The application works as follows:

  1. When you enter the ticker on the website and click the "Generate Insights" button, the backend initiates the process by fetching the tax filings for the specified years using the fetch_10k.py script.
  2. Once the tax filings are successfully fetched, the visualize.py scripts acts upon them. The visualize() function proceeds to analyze the data using the analyze() function from the analyzer.py module. However, before running the analyzer, it utilizes the parse_filing_text() function to semantically parse the tax files. This parsed data serves as the context for the Language Model (LLM) used in the analysis and the models return a JSON output containing the main fileds as mentioned in insights section. The output is then saved to a path of format insights/{ticker}/{filing_year}/analysis.json.
  3. After the analysis is complete, two key functions are invoked:
    • create_bar_plot(): This function generates high-level time series insights, providing a visual representation of the stock's performance over the specified period. It saves the plots under visualizations/{ticker}/insights/ directory.
    • create_segment_bar_plots(): This function generates detailed insights for each year, offering a more granular view of the stock's financial metrics. Similarly, it saves the plots under visualizations/{ticker}/detailed/ directory.

Directory Structure

project-root/
├── frontend/
│   ├── index.html
│   ├── script.js
│   ├── style.css
│   └── output.css
├── app.py
├── fetch_10k.py
├── analyzer.py
├── visualize.py
├── .env 
├── data/
│   └── sec-edgar-filings/
│       └── <ticker>/
├── insights/
│   └── <ticker>/
│       └── <filing_year>/
│           └── analysis.json
└── visualizations/
    └── <ticker>/
        ├── insights/
        └── detailed/

Tech Stack

  • Python: The primary programming language used for the backend implementation.

  • Flask: Chosen for its simplicity and ease of use for building small-to-medium web applications.

  • Matplotlib: Selected for its extensive functionality for creating a variety of visualizations.

  • Anthropic API: Utilized due to its powerful language model capabilities and the availability of free credits for testing purposes.

  • sec-edgar-downloader: Chosen for its convenience and ease of use in retrieving financial filings from the SEC's EDGAR database.

  • sec-parser: Employed for its ability to semantically parse the 10-K filings and extract relevant information for analysis.

  • HTML / CSS (Tailwind) / JavaScript: Used to create the user interface, handle form submissions, and display the generated visualizations in the browser.

Current Issues:

The app currenly uses Anthropic API for generating the insights.
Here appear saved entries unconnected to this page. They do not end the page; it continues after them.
PR #2128, opened 2026-04-16
feat: fast and full autocomplete

knudtty:
## Summary

- Adds metadataMaterializedViews config to log and trace sources, storing key rollup and KV rollup table references directly on the source instead of hardcoding them by table name.
- Uses rollups by default in autocomplete field and key fetching methods, allowing for much better autocomplete
- tcFromSource() populates metadataMVs on TableConnection from the source's metadataMaterializedViews, so all downstream consumers (field discovery, autocomplete, filters) pick it up automatically.
- Source inference (inferTableSourceConfig) auto-detects rollup tables by checking if {tableName}_key_rollup_15m and {tableName}_kv_rollup_15m exist in ClickHouse before adding the config.
- Adds a MetadataMaterializedViewsFormSection UI to the log and trace source forms for manual configuration.
- Updates all default source configs (.env.development, docker-compose.yml, entry.local.base.sh) to include metadataMaterializedViews for the standard OTel log and trace sources.

### Screenshots or video

https://github.com/user-attachments/assets/a2f0bb25-cea2-4272-a5c8-b64298480eca

### How to test locally or on Vercel

1. Run this locally. Clear your existing volumes to start from scratch.
2. Fire it up via `yarn dev`
3. Verify logs and traces have the key and kv rollups as part of the sources
4. Try out autocomplete on either the logs our traces sources

### References

Closes HDX-3931

PR #2388, opened 2026-05-30
feat: render active filters as inline chips in search where input

MikeShi42:
## Summary

Replaces the separate `ActiveFilterPills` row below the search input with inline filter chips rendered **directly inside** `SearchWhereInput`. The chips slot is wired through both `SQLInlineEditor` (CodeMirror) and `AutocompleteInput` (Lucene), and Backspace at cursor position 0 removes the last chip — making filter state feel native to the input rather than parked beside it.

### What changed

- **New `InlineFilterChips` component** + `filterPillUtils` helpers (`flattenFilters`, `removePill`) that turn a `FilterState` into a list of chips and route removal back through the existing filter-state hook.
- **Chip slot wiring**: `SQLInlineEditor`, `AutocompleteInput`, and `SearchInputV2` all gain optional `filterChips` and `onRemoveLastChip` props.
- **`SearchWhereInput`** accepts a new `searchFilters?: FilterStateHook` prop, flattens it into chips, and forwards both the chip nodes and the last-chip removal callback to whichever underlying editor is active.
- **Removed `ActiveFilterPills`** (and its test) — its responsibility is now subsumed by `SearchWhereInput`.
- **`DBSearchPage`** drops the `<ActiveFilterPills .../>` row and passes its `searchFilters` hook to `SearchWhereInput` instead.

### Tests

- Unit: `InlineFilterChips.test.tsx` (rendering, group container, no artificial limit), `filterPillUtils.test.ts` (flatten + remove semantics).
- E2E: `tests/e2e/features/search/filter-chips.spec.ts` + a `FilterChipsComponent` page object.

## Test plan

- [ ] Open `/search`, apply a couple of sidebar filters (e.g. `ServiceName`, `SeverityText`) — verify chips appear inside the where input, not below it.
- [ ] Click the × on a chip — filter is removed from the URL and the chip disappears.
- [ ] Place cursor at position 0 of an empty input and press Backspace — last chip is removed.
- [ ] Press Backspace at position 0 with text in the input — no chip removed, no text deleted.
- [ ] Switch between SQL and Lucene modes — chips persist and behave identically in both.
- [ ] Switch sources (logs ↔ traces) — chips that survive the source switch (per #2314) re-render correctly inside the input.
- [ ] Long chip values wrap nicely; input still resizes on focus.

## Notes

- Rebased onto current `main` (8e52cef4). Conflict resolution preserved main's `word-break: break-all` fix (#2181) and the `e.preventDefault()` additions on ArrowDown/ArrowUp from the autocomplete refactor (#2128).
- The styling polish in #2361 for `ActiveFilterPills` is dropped because the component is removed — let me know if any of that styling should be carried over to `InlineFilterChips`.


elizabetdev:
@MikeShi42 can you take a look at this PR? https://github.com/hyperdxio/hyperdx/pull/2360 or [HDX-4381](https://linear.app/clickhouse/issue/HDX-4381/wire-up-inactive-filter-preservation-on-source-switch)

Previously, when a user switched the active source on the search page (e.g. Logs → Traces), any filters with fields not present in the new source were silently dropped. A transient yellow toast notified the user, but their selection and the context for switching back was lost.

The idea of the PR #https://github.com/hyperdxio/hyperdx/pull/2360 was to keep those filters visible in the ActiveFilterPills bar using a muted, strikethrough, dashed-border style, along with a tooltip explaining why they aren’t applied. The filters are excluded from the generated query to keep it valid, and they automatically reapply if the user switches back to a compatible source.

Would be possible to achieve something similar in this PR? Do you think that proposal makes sense?

MikeShi42:
@elizabetdev I wonder if zooming out - if our source switching mechanic needs a bit of a rethink to solve these issues. It seems like sometimes a user may expect the source to not reset the search page, and sometimes it makes sense to reset the search page.

I can't think of any good ideas right now (maybe some sort of "source groups" concept, but that seems overly complex, or "switch without clearing search" option in the dropdown). I'm curious if you have any ideas that might address the issue at a broader level.

I think the strike out filters can probably be done here if we'd like, though personally I'm worried it makes the experience more complex/confusing rather than simpler, so I'm hesitant to lean into it unless we think it's really critical to patch right now.

packages/app/src/components/SearchInput/AutocompleteInput.tsx
```diff
@@ -180,117 +185,143 @@ export default function AutocompleteInput({
...
+                setSelectedAutocompleteIndex(-1);
+                setSelectedQueryHistoryIndex(-1);
+                setIsSearchInputFocused(true);
+              }}
+              onBlur={() => {
+                setSelectedAutocompleteIndex(-1);
+                setSelectedQueryHistoryIndex(-1);
+                setIsSearchInputFocused(false);
+              }}
+              onKeyDown={e => {
```
knudtty: Can we pull this out instead of inlining?

packages/app/src/components/SearchInput/AutocompleteInput.tsx
```diff
@@ -180,117 +185,143 @@ export default function AutocompleteInput({
...
-                    Math.min(
-                      selectedAutocompleteIndex + 1,
-                      suggestedProperties.length - 1,
-                      suggestionsLimit - 1,
-                    ),
-                  );
+                if (
+                  e.key === 'ArrowDown' &&
+                  e.target instanceof HTMLTextAreaElement
+                ) {
```
knudtty: Hmm arrow up and down on autocomplete is not working for me like it did previously. But it also isn't working on play-clickstack.clickhouse.com.

packages/app/src/components/SearchInput/InlineFilterChips.module.scss
```diff
@@ -0,0 +1,64 @@
...
+  white-space: nowrap;
+  max-width: 200px;
+  overflow: hidden;
+  flex-shrink: 0;
+  border: 1px solid var(--color-border-emphasis);
+  background: transparent;
+}
+
+.chipExcluded {
+  border-color: var(--mantine-color-red-light);
```
knudtty: Image

This doesn't look very red in light mode

packages/app/src/DBSearchPage.tsx
```diff
@@ -2019,6 +2018,7 @@ export function DBSearchPage() {
             dateRange={searchedTimeRange}
             sourceId={inputSource}
             size="xs"
+            searchFilters={searchFilters}
```
knudtty, line 2021: Suuuuper cool that this is the only diff required on this component

packages/app/src/components/SearchInput/SearchWhereInput.tsx
```diff
@@ -181,6 +192,34 @@ export default function SearchWhereInput({
   const tc = tableConnection ? { tableConnection } : { tableConnections };
   const sizeClass = size === 'xs' ? styles.sizeXs : styles.sizeSm;
 
+  // Inline filter chips
+  const filters = searchFilters?.filters;
+  const pills = useMemo(
+    () => (filters ? flattenFilters(filters) : []),
```
knudtty: style: `flattenFilters` could accept `FilterState | undefined` and just have a guard returning [] if undefined. Then this memo is simplified

elizabetdev:
@MikeShi42 agreed, let's not overcomplicate this.

I'd keep the reset for now. Not resetting causes more headaches than it's worth.

Middle ground: people can already pin go-to filters per source. More repeat-use than in-the-moment continuity, but that's probably the common case.

Agree the broader mechanic deserves a proper rethink though. Let's revisit it down the line once we've got more signal on what people actually expect.

Also what do you twink of removing the WHERE inside the input? We already have it in the placeholder.
Screenshot 2026-06-02 at 11 30 29

knudtty (approved):

karl-power:
@elizabetdev @MikeShi42 Does that mean we can close/cancel [Wire up inactive filter preservation on source switch](https://linear.app/clickhouse/issue/HDX-4381/wire-up-inactive-filter-preservation-on-source-switch)?

elizabetdev:
@karl-power, we can close it or we can rename the issue and continue the discussion there.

However, sometimes it doesn't retuns proper json format for insights.json.

This issue can be solved by trying to generate the insight again or using OpenAI GPT API which allows to get the output in proper json format.

Future Plans:

  • Natural Language Processing (NLP) Enhancements: The current text analysis relies on the Anthropic API's language model. While powerful, there is room for improvement in terms of accuracy and specificity. I plan to explore the use of Retrieval-Augmented Generation (RAG) models, which will help generate more accurate, context-aware insights by combining language models with external knowledge retrieval.